## Exercise directions
Below are some records; reproduce them exactly.

Saved data entries
PR #668, opened 2022-09-20
[RG-83] Recognize *.VHD and *.SV files in case insensitive manner

TarasSydor:
This PR fixes first part of RG-83 issue: make sure *.VHD and *.SV files, passed to add_design_files TCL function, are recognized in case insensitive manner.

There are two ways of detecting which language to use: 
- explicitly indicate it as a parameter of add_design_files():
      add_design_file aes_decrypt128.sv aes_decrypt256.sv  -SV_2012

- Or the application automatically deduces the language. Currently only two formats are handled explicitly:
    VHDL_2008 (*.vhd)
    SYSTEMVERILOG_2017 (*.sv)

Automatic language detection was case sensitive: if the file had *.VHD type, it wasn't recognized as VHDL_2008.
This PR makes sure type is recognized in case insensitive manner. We don't override any files or introduce new types.

> 
> - [+ ] Engine
> - [ ] Documentation
> - [ ] Regression tests

Now following input:  add_design_file aes_decrypt128.SV aes_decrypt256.SV
Results in:                 verific -sv aes_decrypt128.SV aes_decrypt256.SV

### DIFF
--- a/src/Compiler/Compiler.cpp
+++ b/src/Compiler/Compiler.cpp
@@ -376,12 +376,12 @@ bool Compiler::RegisterCommands(TclInterpreter* interp, bool batchMode) {
     }
     std::string actualType = "VERILOG_2001";
     Design::Language language = Design::Language::VERILOG_2001;
-    const std::string file = argv[1];
-    if (strstr(file.c_str(), ".vhd")) {
+    auto file = QString(argv[1]).toLower();
+    if (file.contains(".vhd")) {
       language = Design::Language::VHDL_2008;
       actualType = "VHDL_2008";
     }
-    if (strstr(file.c_str(), ".sv")) {
+    if (file.contains(".sv")) {
       language = Design::Language::SYSTEMVERILOG_2017;
       actualType = "SV_2017";
     }
--- a/src/Compiler/Compiler.cpp
+++ b/src/Compiler/Compiler.cpp
@@ -56,6 +56,7 @@ along with this program.  If not, see <http://www.gnu.org/licenses/>.
 #include "TaskManager.h"
 #include "Utils/FileUtils.h"
 #include "Utils/ProcessUtils.h"
+#include "Utils/StringUtils.h"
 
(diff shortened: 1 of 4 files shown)


src/Compiler/Compiler.cpp
```diff
@@ -376,12 +376,12 @@ bool Compiler::RegisterCommands(TclInterpreter* interp, bool batchMode) {
     }
     std::string actualType = "VERILOG_2001";
     Design::Language language = Design::Language::VERILOG_2001;
-    const std::string file = argv[1];
-    if (strstr(file.c_str(), ".vhd")) {
+    auto file = QString(argv[1]).toLower();
```
KochynVolodymyr, line 379: Compiler must use std::string only. This is an agreement. I suggest to write some function **StringUtils::toLower**

src/Compiler/Compiler.cpp
```diff
@@ -376,12 +376,12 @@ bool Compiler::RegisterCommands(TclInterpreter* interp, bool batchMode) {
...
+    if (file.contains(".vhd")) {
```
KochynVolodymyr, line 380: need to check if is the only place that have this problem.

KochynVolodymyr: https://github.com/os-fpga/FOEDAG/blob/5d94adc66230aeade97d55630bbc61aa5a881963/src/Compiler/Compiler.cpp#L492

src/Compiler/Compiler.cpp
TarasSydor: fixed. also added unit tests for new utility functions

src/Compiler/Compiler.cpp
TarasSydor: covered in second commit. also for .eblif

KochynVolodymyr (approved):

ravic-rs (approved):
Looks good.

## Answer below
PR #668, opened 2022-09-20
[RG-83] Recognize *.VHD and *.SV files in case insensitive manner

TarasSydor:
This PR fixes first part of RG-83 issue: make sure *.VHD and *.SV files, passed to add_design_files TCL function, are recognized in case insensitive manner.

There are two ways of detecting which language to use: 
- explicitly indicate it as a parameter of add_design_files():
      add_design_file aes_decrypt128.sv aes_decrypt256.sv  -SV_2012

- Or the application automatically deduces the language. Currently only two formats are handled explicitly:
    VHDL_2008 (*.vhd)
    SYSTEMVERILOG_2017 (*.sv)

Automatic language detection was case sensitive: if the file had *.VHD type, it wasn't recognized as VHDL_2008.
This PR makes sure type is recognized in case insensitive manner. We don't override any files or introduce new types.

> 
> - [+ ] Engine
> - [ ] Documentation
> - [ ] Regression tests

Now following input:  add_design_file aes_decrypt128.SV aes_decrypt256.SV
Results in:                 verific -sv aes_decrypt128.SV aes_decrypt256.SV

### DIFF
--- a/src/Compiler/Compiler.cpp
+++ b/src/Compiler/Compiler.cpp
@@ -376,12 +376,12 @@ bool Compiler::RegisterCommands(TclInterpreter* interp, bool batchMode) {
     }
     std::string actualType = "VERILOG_2001";
     Design::Language language = Design::Language::VERILOG_2001;
-    const std::string file = argv[1];
-    if (strstr(file.c_str(), ".vhd")) {
+    auto file = QString(argv[1]).toLower();
+    if (file.contains(".vhd")) {
       language = Design::Language::VHDL_2008;
       actualType = "VHDL_2008";
     }
-    if (strstr(file.c_str(), ".sv")) {
+    if (file.contains(".sv")) {
       language = Design::Language::SYSTEMVERILOG_2017;
       actualType = "SV_2017";
     }
--- a/src/Compiler/Compiler.cpp
+++ b/src/Compiler/Compiler.cpp
@@ -56,6 +56,7 @@ along with this program.  If not, see <http://www.gnu.org/licenses/>.
 #include "TaskManager.h"
 #include "Utils/FileUtils.h"
 #include "Utils/ProcessUtils.h"
+#include "Utils/StringUtils.h"
 
(diff shortened: 1 of 4 files shown)


src/Compiler/Compiler.cpp
```diff
@@ -376,12 +376,12 @@ bool Compiler::RegisterCommands(TclInterpreter* interp, bool batchMode) {
     }
     std::string actualType = "VERILOG_2001";
     Design::Language language = Design::Language::VERILOG_2001;
-    const std::string file = argv[1];
-    if (strstr(file.c_str(), ".vhd")) {
+    auto file = QString(argv[1]).toLower();
```
KochynVolodymyr, line 379: Compiler must use std::string only. This is an agreement. I suggest to write some function **StringUtils::toLower**

src/Compiler/Compiler.cpp
```diff
@@ -376,12 +376,12 @@ bool Compiler::RegisterCommands(TclInterpreter* interp, bool batchMode) {
...
+    if (file.contains(".vhd")) {
```
KochynVolodymyr, line 380: need to check if is the only place that have this problem.

KochynVolodymyr: https://github.com/os-fpga/FOEDAG/blob/5d94adc66230aeade97d55630bbc61aa5a881963/src/Compiler/Compiler.cpp#L492

src/Compiler/Compiler.cpp
TarasSydor: fixed. also added unit tests for new utility functions

src/Compiler/Compiler.cpp
TarasSydor: covered in second commit. also for .eblif

KochynVolodymyr (approved):

ravic-rs (approved):
Looks good.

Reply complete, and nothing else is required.